Study Guide

I taste a liquor never brewed Society and Class

By Emily Dickinson

Society and Class

Dickinson was from an influential, upper middle-class family and experienced quite a bit of privilege in her life. We're not saying she was a snob or anything, but the influences of her social status come through in "I taste a liquor never brewed" whether it was intentional or not. Though the upper classes were certainly not shy about enjoying an alcoholic beverage or two at gatherings, outright drunkenness was not considered socially appropriate. Being drunk, especially in public, was a very lower-class thing to do, and Dickinson's choice of words and symbols to represent inebriation also shows this socially-influenced opinion.

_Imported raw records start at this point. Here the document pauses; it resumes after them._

Issue #3110, opened 2023-06-09
create-mc-app fails during npm install


quaker-schneider-commercetools:
**Describe the issue**

Installing a merchant center application template via `npx @commercetools-frontend/create-mc-app@latest my-new-custom-application-project --template starter` fails with the following error message during the `npm install` step:
```
...
npm ERR! ERESOLVE unable to resolve dependency tree
npm ERR! 
npm ERR! While resolving: my-new-custom-application-project@1.0.0
npm ERR! Found: graphql@16.6.0
npm ERR! node_modules/graphql
npm ERR!   graphql@"^16.6.0" from the root project
npm ERR! 
npm ERR! Could not resolve dependency:
npm ERR! peer graphql@"^0.12.0 || ^0.13.0 || ^14.0.0 || ^15.0.0" from eslint-plugin-graphql@4.0.0
npm ERR! node_modules/eslint-plugin-graphql
npm ERR!   eslint-plugin-graphql@"^4.0.0" from the root project
...
```
After running `create-mc-app`, the template project is created in the active directory. 
However, Running `npm start` the template directory results in an error similar to the one above.

**To Reproduce**

1. Open terminal in empty directory
2. Enter the following: 
```
npx @commercetools-frontend/create-mc-app@latest \
  my-new-custom-application-project \
  --template starter
```
3. Observe error in console output

**Expected behavior**

`create-mc-app` downloads and builds the template application with no error. 

**Screenshots**

<img width="567" alt="Screen Shot 2023-06-09 at 10 48 30 AM" src="https://github.com/commercetools/merchant-center-application-kit/assets/135636519/5a62e78c-aab4-4033-8b48-7188de763fe4">

**Additional context**
Logs from a failed run of `create-mc-app`:
[2023-06-09T14_46_52_505Z-debug-0.log](https://github.com/commercetools/merchant-center-application-kit/files/11707423/2023-06-09T14_46_52_505Z-debug-0.log)
[2023-06-09T14_46_52_505Z-eresolve-report.txt](https://github.com/commercetools/merchant-center-application-kit/files/11707424/2023-06-09T14_46_52_505Z-eresolve-report.txt)

Fails for both `--template=starter` and `--template=starter-typescript`
System info:
- macOS Monterey `12.6.6`
- Node `20.2.0` and `18.13.0` (tried on both)
- npm `9.6.6` and `8.19.3` (tried on both)

[...]

Issue #1978, opened 2021-01-18
Investigate using @graphql-eslint/eslint-plugin instead of our current plugin


emmenko:
Investigate using https://github.com/dotansimha/graphql-eslint/ instead of our current plugin.

mmaltsev-ct:
Background: GraphQL Schema introspection is used to fetch GraphQL Schema (and for instance, populate Docs in GraphiQL UI). The ESLint plugin uses this Schema to validate GraphQL Documents. The plugin we currently use seems to be less maintained and less active than the alternative @graphql-eslint/eslint-plugin.

PR #3134, opened 2023-07-14
Downgrade `graphql` dependency version

CarlosCortizasCT:
#### Summary

Downgrade `graphql` dependency version

#### Description

Some users using our `@commercetools-frontend/create-mc-app` to create a new Custom Application are experiencing problems when running the command because of a peer dependency miss match with the `graphql` package.

More info here: #3110 

Our starter templates rely on the [eslint-plugin-graphql](https://github.com/apollographql/eslint-plugin-graphql/tree/master) package to add static validation to graphql mutations and queries.
This package uses the `graphql` one as a peer dependency and the one we are currently using is `16.x` which [is not supported](https://github.com/apollographql/eslint-plugin-graphql/blob/master/package.json#L50) by the former.

We're downgrading our `graphql` version to the latest supported by the plugin (`v15`) as we don't want to loose that static check.

We also created [an issue](https://github.com/apollographql/eslint-plugin-graphql/issues/333) in the `eslint-plugin-graphql` repository asking for `graphql` `v16.x` version support.

### DIFF
--- a/.changeset/fair-peas-pull.md
+++ b/.changeset/fair-peas-pull.md
@@ -1,0 +1,10 @@
+---
+'@commercetools-applications/merchant-center-template-starter-typescript': minor
+'@commercetools-frontend/application-shell-connectors': minor
+'@commercetools-applications/merchant-center-template-starter': minor
+'@commercetools-frontend/jest-preset-mc-app': minor
+'@commercetools-frontend/application-shell': minor
+'@commercetools-frontend/mc-scripts': minor
+---
+
+Downgrade `graphql` package to version `15.x`.
--- a/.github/renovate.json
+++ b/.github/renovate.json
@@ -53,6 +53,10 @@
     {
       "matchPackageNames": ["@types/react"],
       "allowedVersions": "<17.0.57"
+    },
+    {
+      "matchPackageNames": ["graphql"],
+      "allowedVersions": "<16"
     }
   ],
   "lockFileMaintenance": {
--- a/application-templates/starter-typescript/package.json
+++ b/application-templates/starter-typescript/package.json
@@ -75,7 +75,7 @@
     "eslint-formatter-pretty": "4.1.0",
     "eslint-plugin-graphql": "^4.0.0",
     "formik": "2.2.9",
-    "graphql": "^16.6.0",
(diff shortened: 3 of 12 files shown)


tdeekens (approved):

ddouglasz (approved):

kark (approved):

emmenko:
Wouldn't this cause issues in our internal apps that use v16? 🤔

CarlosCortizasCT:
> Wouldn't this cause issues in our internal apps that use v16? 🤔

Yes, that's a good point.
I've just checked and they fail indeed.

I wanted to downgrade the version in all packages for consistency, but maybe it would be better to just do it in the templates.

What do you think?

emmenko:
It seems to me that this is mostly an issue when using `npm` as it's strict by default regarding peer dependencies.

In the issue in mentioned that by using `npm install --legacy-peer-deps` it does work.

I would keep using graphql `v16`. For the issue with `npm` we could update the `create-mc-app` CLI to include the `--legacy-peer-deps` option when using `npm` as the package manager
https://github.com/commercetools/merchant-center-application-kit/blob/0aa9c188807988380c050a7382abf9eeff9b0d6c/packages/create-mc-app/src/tasks/install-dependencies.ts#L14

As for the `eslint-plugin-graphql`, it seems it's not maintained much. I already opened an issue some time ago to investigate using another library #1978.

What do you think?

CarlosCortizasCT:
> It seems to me that this is mostly an issue when using `npm` as it's strict by default regarding peer dependencies.
> 
> In the issue it mentioned that by using `npm install --legacy-peer-deps` it does work.
> 
> I would keep using graphql `v16`. For the issue with `npm` we could update the `create-mc-app` CLI to include the `--legacy-peer-deps` option when using `npm` as the package manager
> 
> https://github.com/commercetools/merchant-center-application-kit/blob/0aa9c188807988380c050a7382abf9eeff9b0d6c/packages/create-mc-app/src/tasks/install-dependencies.ts#L14
> 
> As for the `eslint-plugin-graphql`, it seems it's not maintained much. I already opened an issue some time ago to investigate using another library #1978.
> 
> What do you think?

Ok.
Makes sense to me.

PR #3138, opened 2023-07-17
fix(create-mc-app): run `npm install` cmd with `--legacy-peer-deps` option

emmenko:
Fixes #3110 

Refers to comment https://github.com/commercetools/merchant-center-application-kit/pull/3134#issuecomment-1637648922

PR #3139, opened 2023-07-17
Revert "Downgrade `graphql` dependency version"

emmenko:
Reverts commercetools/merchant-center-application-kit#3134

Proposed alternative solution to avoid downgrading graphql: https://github.com/commercetools/merchant-center-application-kit/pull/3138


CarlosCortizasCT (approved):
Thanks.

Questions About Society and Class

  1. How would it change the poem if Dickinson didn't have these socially-constructed opinions of drunkenness?
  2. Has this attitude toward drinking changed since Dickinson wrote this poem? If so, how? If not, why not?
  3. What conclusions can you draw about Dickinson's own experiences with alcohol and drunkenness based on the poem?

Chew on This

"I taste a liquor never brewed" would have been a very different poem if Dickinson were an alcoholic.

Maybe Dickinson is not as uptight as we thought she was. By equating nature with alcohol, she's actually pointing out the pleasures people can get from both.